05 April 2011

Die Die Die

So last week The Mister was let go from his job at Edward Jones.  It's almost comical that I wasted so much blogging space by keeping up with the anxiety and the terror of it all just to have it taken anyway.  

The other comical part is that I'm pregnant.  I know, such an amazingly wonderful thing, tinged forever by the terror of it all.  

I have never in my life felt so helpless and low.  This doesn't happen to us, does it?  This doesn't happen to people who follow the rules and do what you're supposed to do.  Man, I am naive.  Everyday I learn how many ways you can get screwed if you dream big.  Just dream for a good day and leave it at that.  You'll reach that goal most of the time if you dream that small.  Sounds jaded and sad, I know, but there is no other truth in my head right now.  I have been blessed with great friends and family who love me enough to try to bring me light during the darkness.  I have received testimonies from some of the most unlikely sources and I envy their conviction and truth.  I just can't feel it.  I know I might if I actually sought it, but the heaviness of it all is exhausting.  Plus, I'm too busy shoving every spare minute of my day into a smut book that I don't have to think too much about.  I should stop, but I've already let it take me.  
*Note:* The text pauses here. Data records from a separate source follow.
Issue #3257, opened 2023-12-25
RTL Subtitles (Puncitions)


Obegg:
### Describe the bug

1. Download subtitles that it's language is RTL such as Hebrew, here's an example of `.srt` subtitle:
```
1
00:00:16,975 --> 00:00:18,435
.את חייבת לספר לי

```
2. Play the video file with the RTL subtitles on the Google Chromecast device
3. Puncitions are shown LTR instead of RTL:
```
1
00:00:16,975 --> 00:00:18,435
את חייבת לספר לי.

```

Note: Plex has the same issue.

### Application version

0.16.1

### Where did you install the app from?

Google Play

### Device information

Google Chromecast 4K (GA01919-US)

### Android version

Android 12

### Jellyfin server version

10.8.13

nielsvanvelzen:
I've made a possible fix but am unable to test it. Please try the app build from #3267.

To test:
- Go to the build artifacts (https://github.com/jellyfin/jellyfin-androidtv/actions/runs/7351258722?pr=3267)
- Scroll down and click on the "build-artifacts" link in the "Artifacts" section
- Unzip the file
- Sideload the .apk file to your device

It will install as separate app (Called Jellyfin Debug, with an orange logo)

Shasoosh:
Are there any updates on this? 
I would appreciate it being addressed, similar to the resolution in https://github.com/jellyfin/jellyfin-web/pull/4895

PR #3332, opened 2024-01-26
Use LTR for default subtitle direction

MichaelRUSF:
**Changes**
Similar to  [#4895](https://github.com/jellyfin/jellyfin-web/pull/4895) setting the text direction LTR will place the punctuations in the correct direction for RTL text. 

**Issues**
Fixes https://github.com/jellyfin/jellyfin-androidtv/issues/3257

### DIFF
--- a/app/src/main/res/layout/vlc_player_interface.xml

In my life I've found it more helpful to say what I mean through music.  I feel like Bumblebee, but it's the only way I really feel I can communicate without giving too much of myself.  And yet so much.  The Avett Brothers have been the first band since I can remember (which isn't saying too much considering my lacking memory) that make me feel that someone knows how I feel.  Their words are exactly how I feel.  You don't have to watch the video as its just this black screen all the way through, the lyrics are below it.  Oh, and its just the name of the song, please don't look further than that..


Die Die Die
She’s fighting with the sky
She thinks she can
Living within a lie
She thinks she can
But nobody knows what lies behind
The days before the day we die
Die, die, die, die, die, die, die
Die, die, die, die, die, die, die
Die, die, die

She puts her hands against
The life she had
Living with ignorance
Blissful and sad
But nobody knows what lies behind
The days before the day we die
Die, die, die, die, die, die, die

Die, die, die, die, die, die, die
Die, die, die

You can try to swim the sea
But say goodbye to you and me
You can try to swim the sea
You can try to hold the breeze
You can try to hide the sun
But say goodbye to everyone
Die, die, die, die, die, die, die
Die, die, die, die, die, die, die
Die, die, die

And you can try to swim the sea
You can try to hold the breeze
You can try until skin and bones
But you will try all alone.
Die, die, die, die, die, die, die
Die, die, die, die, die, die, die
Die, die, die
------------------

I feel that just recently I made the same reflection about a book I read and how I constantly feel as though I'm searching for myself in someone else's words.  This is probably not good for my overall health...  But must I stop?  Their words are so much prettier than mine.